Жены грозного царя [=Гарем Ивана Грозного] - Арсеньева Елена (читать книги без .txt) 📗
– Лекаря! Лекаря!
Никто не двинулся с места. Люди оцепенело смотрели на страшную картину: неподвижно лежит царевна Елена Ивановна, в углу слабо стонет в кровь избитый Годунов. Царь с безумными глазами стоит на коленях и пытается приподнять лежащего на полу сына, однако его окровавленная голова безжизненно падает, падает…
Роковое письмо исчезло.
Через несколько часов царица Елена Ивановна разрешилась мертворожденным ребенком и еще не меньше недели провела в горячке. Однако она выжила, а вот супруг ее, царевич Иван, наследник престола, скончался спустя четыре дня. Все это время государь не отходил от его постели, рыдал, вопил, проклинал себя и пламенно молился. Ничего не помогло! Закрыв глаза сыну, царь сам повалился без памяти, однако вскоре очнулся и пусть едва живой, но смог быть на отпевании и похоронах.
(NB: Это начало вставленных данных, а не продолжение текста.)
PR #174, opened 2020-05-26
[chunkwriting] Handle data races in chunk IDs

kfarnung:
During test execution `TestCopyFromReader` hit a data race which
resulted in the test failing due to checksum mismatch.

Since the `id` struct's methods are not thread-safe there is a race
condition where two upload threads request an ID at the same moment and
both could potentially end up with the same ID.

The simplest solution is to move the ID assignment to the thread that
populates the chunks to the channel. This ensures that the chunk IDs are
assigned sequentially and removes the race condition.

Introduced by #167

PR #175, opened 2020-05-26
[highlevel] Stop using memory-mapped files

### LINKED ISSUE #119: [Proposal] High-level APIs should support to taking io.WriterAt as output
Latest

Linux

No support for io.writerAt.

N/A

Mitigate by writing directly to a file.

### Description
I am writing a plugin for a parallel file system to archive back to BLOB storage.  The current implementation handles the IO but requires io.reader for upload and io.writerAt for download.  There is currently no support for io.writerAt.  Would it be possible to add?

kfarnung:
While investigating this SDK for uploading and downloading large blobs
(e.g. 25GB or more) it became apparent that the memory-mapped approach
has some severe limitations:

1. Limits the file size on 32-bit systems (theoretically 4GB, but much
   less in practice).
2. Has no backpressure when writing to slower storage mediums.
3. Appears to finish faster, but the OS spends several minutes flushing
   the modified RAM to disk afterwards (depends on the speed of the
   disk).

On a VM with 16GB of RAM and a slow disk (spinning in this case) the
algorithm quickly overwhelms the available memory and causes severe
performance degradation. It ended up simultaneously trying to flush to
the slow data disk and page out to the slightly faster OS disk.

The solution is to stop using memory-mapped files (at least the way the
SDK currently uses then) and switch to the `io.ReaderAt` and
`io.WriterAt` interfaces. They explicitly allow for parallel access to
non-overlapping regions which make them a good candidate for this
purpose.

Benchmarking large downloads (25GB file) between azcopy 10.4.3 and these
updates using a test app, the difference between them is within 10
seconds. When compared against the original code on a beefy machine with
plenty of RAM the measured execution time is faster, but there is a
little bit of delay while the last of the data flushes from RAM to disk.

Fixes #119


kfarnung:
CI run: https://travis-ci.com/github/kfarnung/azure-storage-blob-go/builds/168151969

FYI @element-of-surprise, This change always seems to hit the race condition I attempt to fix in #174. I can't really explain why other than maybe the timing changes with more tests running in parallel?

kfarnung:
I merged the changes from #174 into this PR and ran a test build:

https://travis-ci.com/github/kfarnung/azure-storage-blob-go/builds/168238361

Looks like the race detection is gone.

zezha-msft:
Thanks @kfarnung for the contribution!

We'll have a discussion on our end and get back to you shortly.

kfarnung:
Absolutely understand. I was playing around to see how feasible it would be and figured a PR might explain better than words.

In the meantime I’ve created a partial fork for my own usage:

https://github.com/kfarnung/go-azblobext

Let me know what you decide, if this lands I can discontinue using my forked code.

azblob/section_writer_test.go
```diff
@@ -0,0 +1,85 @@
...
+	c.Assert(section.position, chk.Equals, int64(5))
+	c.Assert(b, chk.Equals, [10]byte{1, 2, 3, 4, 5, 0, 0, 0, 0, 0})
+
+	count, err = section.Write([]byte{6, 7, 8})
+	c.Assert(err, chk.ErrorMatches, "End of section reached")
+	c.Assert(count, chk.Equals, 0)
+	c.Assert(section.position, chk.Equals, int64(5))
+	c.Assert(b, chk.Equals, [10]byte{1, 2, 3, 4, 5, 0, 0, 0, 0, 0})
+
+	section = newSectionWriter(buffer, 5, 6)
```
zezha-msft, line 37: >6 [](start = 39, length = 1)

the 6 is on purpose right? there are only 5 bytes worth of space, but even if we set it to 6, the underlying bytes writer will only write 5 bytes in total. A comment would be helpful here.

kfarnung: Good point, thanks! I've added some comments to help clarify this section.

nakulkar-msft (approved):

Issue #173, opened 2020-05-25
go.mod doesn't track all project's dependencies


simonpasquier:
### Which version of the SDK was used?
v0.8.0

Бельский не отходил от него ни на шаг, и, возможно, именно ему были обязаны жизнью царица и ее родня. От немедленной расправы их уберегло только потрясение, в которое повергло царя убийство сына. Но как только к разуму государя оказалось возможно пробиться словами и достучаться доводами, Богдан Яковлевич сперва исподтишка, а потом впрямую начал твердить, что карающей деснице следует замереть. Письмо могло быть лживым, невозможно точно определить, когда и от кого был зачат ребенок, которого вынашивает царица Марья: ведь государь и сам посещал – пусть всего лишь раз или два! – свою супругу примерно в те дни, когда могло случиться зачатие.
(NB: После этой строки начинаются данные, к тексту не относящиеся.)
PR #188, opened 2020-07-10
Blob versioning

mohsha-msft:


azblob/sas_service.go
```diff
@@ -44,6 +44,14 @@ func (v BlobSASSignatureValues) NewSASQueryParameters(credential StorageAccountC
 			return SASQueryParameters{}, err
 		}
 		v.Permissions = perms.String()
+	} else if v.Version != null && v.Version != "" {
+		resource = "bv"
+		//Make sure the permission characters are in the correct order
+		perms := &BlobSASPermissions{}
+		if err := perms.Parse(v.Permissions); err != nil {
+			return SASQueryParameters{}, err
+		}
```
zezha-msft, line 53: testing needed

azblob/url_blob.go
```diff
@@ -108,16 +120,22 @@ func (b BlobURL) Undelete(ctx context.Context) (*BlobUndeleteResponse, error) {
 // does not update the blob's ETag.
 // For detailed information about block blob level tiering see https://docs.microsoft.com/en-us/azure/storage/blobs/storage-blob-storage-tiers.
 func (b BlobURL) SetTier(ctx context.Context, tier AccessTierType, lac LeaseAccessConditions) (*BlobSetTierResponse, error) {
-	return b.blobClient.SetTier(ctx, tier, nil, RehydratePriorityNone, nil, lac.pointers())
+	return b.blobClient.SetTier(ctx, tier, nil,
+		nil, // Blob versioning
```
zezha-msft, line 124: >// Blob versioning [](start = 7, length = 18)

please change these comments to clarify that the blob version is already included in the URL

zezha-msft:
We need some basic testing for the version functionality, the same coverage as the Python PR would be nice.

azblob/url_blob.go
mohsha-msft: Done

Иван Васильевич не спорил, но и не соглашался. Наверное, ему было легче примириться с изменой жены, с преступлением сына, чем признать, что убийство совершено напрасно. Он сидел сгорбившись, низко свесив голову на грудь, прикрыв глаза, и почти не воспринимал того словесного зелья, которое верный Богдаша неустанно вливал в его уши. Как это ни странно, именно сразу после величайших потрясений своей жизни он обретал способность мыслить на диво ясно, безошибочно оценивая не только очевидное, но и прозревая глубоко затаенное.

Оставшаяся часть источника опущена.